Criterios especializados
Flora Morcate Labrada profesora titular de la Facultad de Construcciones de la Universidad de Oriente expresa: “Las ciudades tienen que dar a sus habitantes la posibilidad de acceder a todos los sitios, sin embargo en Santiago hay mucha limitante en cuanto a esto a pesar de ser hospitalaria y demás, no es amigable ni para los discapacitados ni para las personas de la tercera edad en el sentido de que no hay una accesibilidad urbana adecuada, dígase aceras, vías, plazas y parques a veces el mobiliario urbano explíquese cestos de la basura, luminarias, entre otros también dificulta el andar libre de las personas sobre todo cuando tiene alguna discapacidad. Es un derecho que no está resuelto. En el mundo el hecho de que una persona se accidente por malas construcciones puede tener una demanda. Hay normas que hay que cumplir”.
Al indagar más sobre las barreras arquitectónicas, consultamos en Planificación Física Municipal, a Damaris Gonzáles, jefa del Departamento de Planeamiento Urbanístico y nos dijo: “En el Plan de Ordenamiento Urbano de Santiago de Cuba, actualizado en el año 2013 y dentro de la Regulaciones Urbanísticas de la Ciudad esta establecido que: Todas las edificaciones, cuya cota de rasante exceda los 0.20 m de la rasante de la acera, deberá disponer de rampas, además de escalones”.

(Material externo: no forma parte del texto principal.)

PR #868, opened 2026-09-08
fix: SAML edge cases — x509certMulti metadata, forwarded proto, ACS redirect status

ticklejw:
## Summary

Three small fixes from bringing the SAML SP up in a deployment whose topology differs a bit from the common case: our IdP publishes separate signing and encryption certificates (`x509certMulti` rather than the flat `x509cert`), and TLS terminates at a proxy in front of the frontend nginx. Each fix is independent, small, and was verified against our live IdP; none changes behavior for setups that weren't hitting these paths.

## Changes

- `x509certMulti` metadata parsing: an IdP publishing distinct signing and encryption certs (standard Shibboleth) is rejected by parse-metadata as "missing … signing certificate" because only the flat `x509cert` key was read. Signing certs now come from `x509certMulti` (first used, alternates returned for key-rollover), and the 422 names the actually-missing fields.
- `X-Forwarded-Proto` clobbering: the frontend nginx terminates plain HTTP and stamped `$scheme` (always `http`) over the edge's truthful header, so AuthnRequests carried `http://` issuer/ACS URLs and strict-mode response validation rejected the IdP's POST-back. nginx now passes an upstream header through, falling back to `$scheme` only when none arrives.
- ACS 303: the ACS answers the IdP's POST and redirected 307 (method- and body-preserving), so a successful login re-POSTed the SAML envelope at `/` and got a 405 from the static frontend. Both ACS redirects are now 303.
- CHANGELOG entries for all three.

## Test Plan

- [x] Manually tested — full SAML round-trip (AuthnRequest → IdP → ACS → logged-in session) against our production Shibboleth IdP, with TLS terminated ahead of nginx; the metadata fix verified against that IdP's published metadata
- [x] Updated `CHANGELOG.md`


ViaJables (approved):
Reviewed against the code rather than the description, and the description holds up.

- **x509certMulti**: checked python3-saml's parser. It only flattens to `x509cert` when one cert serves both roles (or signing and encryption are identical); otherwise it emits `x509certMulti` with `signing`/`encryption` lists. Reading the signing list is the right fix.
- **nginx map**: safe. The frontend nginx only listens on :80 so TLS always terminates in front of it, and the only backend consumer of `X-Forwarded-Proto` is the SAML service. A direct client spoofing the header affects nothing but its own SAML exchange, which strict mode then rejects.
- **303 out of the ACS**: correct HTTP semantics for a POST-answering handler.

To get this merged without a round-trip I pushed two commits to your branch:

1. A merge of `main` resolving the `CHANGELOG.md` conflict with the v4.12.0 stamp (your three entries now sit under `[Unreleased] > Fixed`).
2. `eee58f3b`, three small things from the review:
   - The ACS *failure* redirect still defaulted to `/login`, which forwards to `/landing` without its query string, so `?error=saml_failed` was never shown. Defaulted it to `/landing`, matching the OAuth callback. You had spotted this in #869's comment; this puts it where the line lives.
   - `tests/test_saml_metadata_parse.py`: five tests that push real Shibboleth-shaped metadata (distinct signing/encryption KeyDescriptors, a key-rollover pair, an SSO-less descriptor) through the real parser. Three of the five fail against the pre-PR endpoint. The parse-metadata endpoint had no coverage at all before.
   - Wording: the nginx comment and changelog said the header drove cookie `Secure` flags (those come from `settings.use_secure_cookies`) and that the map could yield an empty value, which it never does.

One thing left as-is: `idp_x509_cert_alternates` is returned by the endpoint but the frontend type and AuthPanel ignore it, so the rollover hint is only visible in the raw response. Fine to leave; worth surfacing in a follow-up if you want admins to see it.

Thanks for the careful writeup. The live-IdP verification on each item made this easy to trust.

El Ministerio de la Construcción emitió las normas cubanas 391 actualizada en el 2013 debido al envejecimiento en la población y el incremento de las personas discapacitadas estipula la obligatoriedad de contemplar en la etapa de diseño, los elementos fundamentales a tener en cuenta para permitir el acceso de las personas a una nueva obra.

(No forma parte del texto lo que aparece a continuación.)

PR #869, opened 2026-09-08
feat: per-provider JIT-provisioning toggle for SSO

ticklejw:
## Summary

Any identity the IdP asserts is auto-created on first SSO login, with no way to require accounts to exist beforehand. Each provider (Azure OAuth and SAML) now carries a "Create accounts on first sign-in (JIT provisioning)" checkbox. **Default on — and providers saved before the field existed read as on — so no existing deployment changes behavior.** Based on the saml-fixes PR (#868 ); review the last two commits.

## Changes

- `jit_provisioning: bool = True` on the provider record (plain bool with a default on purpose: `model_dump(exclude_none=True)` then always persists it, so the full-replace provider update handler can't silently drop it — the same field-loss class #852 fixed for model config).
- `resolve_oauth_user` / `resolve_saml_user` raise `JitProvisioningDisabled` instead of creating when the flag is off; existing users are unaffected (the flag gates creation only — lookup, email-based account linking, and attribute sync unchanged).
- Both SSO routes catch it, audit-log `user.login_denied` with the asserted ID, and redirect to `/landing?error=sso_user_not_provisioned` (303 from the ACS, which answers a POST); the landing page renders a specific "contact your administrator" message for that code.
- Admin UI checkbox on both add- and edit-provider forms, prefill treats an absent stored key as on.
- Tests: 3 backend (deny-unknown on both provider types; allow-existing with the flag off; the untouched existing tests are the default-on backward-compat check) and 3 frontend (add payload, stored-false surviving the full-replace update, legacy prefill).

## Test Plan

- [x] Manually tested — live cluster with a Shibboleth IdP: unknown identity denied with the message and audit entry; existing account logs in unchanged; re-enabling restores auto-create
- [x] Backend `tests/test_auth_service.py` 31/31, frontend AuthPanel tests 18/18, `tsc -b` clean
- [x] Updated `CHANGELOG.md`

## Related Issues

Closes #


ViaJables (approved):
Reviewed the two commits on top of #868. Approving.

- **Gate placement**: both resolvers do the three lookups (upn, email, user_id==email) first and raise only on the create path, so existing users, email-based linking, and attribute sync are untouched, as described.
- **Persistence**: add and update both `model_dump(exclude_none=True)`, so the bool always lands in the stored dict; `_sanitize_providers` copies the dict wholesale, so the admin prefill sees the stored value. Both SSO routes read the flag off the stored provider with a default of `True`, so pre-existing providers behave exactly as before.
- **Error surface**: the `/landing` route's `validateSearch` passes `error` through as a string and the page renders the specific message.
- **Tests**: deny-unknown on both provider types, allow-existing with the flag off, and no `insert` on denial. Adequate for this size.

Pushed a merge commit resolving `CHANGELOG.md` against the v4.12.0 stamp and picking up the updated #868 tip (which now also defaults the pre-existing `saml_failed` redirect to `/landing`, the thing your comment here identified). Your entry sits under `[Unreleased] > Added`. Backend auth/SAML tests: 48 passed locally.

Will merge #868 first, then this, once CI is green on the new pushes.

Buscando más respuestas sobre este fenómeno Sierra Maestra se dirigió a algunas Empresas constructoras entre estas la Ecoi 57 expresando sus directivos que ellos solo ejecutan lo que les dan los proyectistas.
Así entrevistamos al Arquitecto Miguel Roig Silva, proyectista General de la Unidad Básica Provincial de Proyectos del Poder Popular el cual nos dijo: “Ese tema es muy complejo puesto que nosotros nos guiamos por las Normas de accesibilidad a un medio físico para todas las personas. Es decir que tenemos que proyectar una obra que cuente con la posibilidad de que accedan la mayoría de las personas”.

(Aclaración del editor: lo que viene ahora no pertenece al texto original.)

PR #874, opened 2026-09-09
fix(llm): output cut-off warning names user remedies; admin remedy shown to admins only

ViaJables:
## Support ticket

When a model response hits its output token cap, the warning stored on the workflow step said: *"Raise 'Response reserve (output tokens)' for this model under Admin → System Config → Models, or split this step into smaller steps."* Regular users can't open the Admin area, so the message pointed them at a page that doesn't exist for them. The same instruction appeared on the validation-run detail note for a truncated answer.

## Change

- **Backend** (`describe_truncation`): the stored warning now names only remedies any user can act on — ask for a tighter output format, split the step into smaller steps, or run it per document instead of across the whole set. It still opens with the cap ("stopped at its 8,192-token output limit") so the cause is unchanged. Exports and the API return this text, so it reads correctly for a non-admin there too.
- **Frontend** (`utils/truncationWarning.ts`): `withAdminRemedy(warning, isAdmin)` appends *"As an admin, you can also raise 'Response reserve (output tokens)' … under Admin → System Config → Models."* when the viewer is an admin and the warning is the cut-off one (keyed on the shared `Output was cut off` prefix, which the backend exports as `TRUNCATION_WARNING_PREFIX`). Applied on the workflow editor's last-run output, the step-warnings panel on the output card, and the step test result. `TruncationNote` in the KB validation run tab gates its admin sentence the same way and gives non-admins the fix they can make.

## Tests

- Backend: new `test_describe_truncation_names_only_user_remedies` (asserts no "Admin" / "Response reserve" / "System Config" in the stored text, and that each user remedy is named). `pytest tests/test_llm_service.py -k truncation`: 7 passed.
- Frontend: `truncationWarning.test.ts` — regular user gets the stored text unchanged, admin gets the appended remedy, no double-append, matches when joined onto another step's warning, ignores unrelated warnings. 5 passed. `tsc --noEmit` clean; eslint on the touched files shows only two pre-existing warnings.


ViaJables:
Reviewed against the code. All claims verified: the stored warning carries only user remedies (`describe_truncation`, test asserts absence of the admin text), the three editor render sites plus the validation-run note gate on `user?.is_admin` like the rest of the app, no other consumer of `steps_output` renders the warning, and the only other assertion (`"cut off" in out["warning"]`) still holds.

Nits, not changed: `useIsAdmin()` in `utils/truncationWarning.ts` is a hook in a utils file used only by `TruncationNote`, while the editor sites use `useAuth()` directly; one pattern would be cleaner. The non-admin sentence in the validation note ("Shorter or more focused test queries fit within the limit") is a weak fit since the cap is on the answer, not the query.

Merged with main on the branch (CHANGELOG only).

Como ven todo está estipulado solo se necesita hacerlo cumplir aumentando la cultura y conciencia en la población. Los inversionistas, constructores y proyectistas deben unirse para lograr una mejor ciudad para todos.
Este tema ha sido bastante reiterado sobre todo en los Congresos de la ACLIFIM. En nuestro entorno viven miles de seres con discapacidades físicas, nuestra provincia tiene un total de 6537 asociados de la ACLIFIM, minusválidos a los que sin darnos cuenta les negamos algunas posibilidades.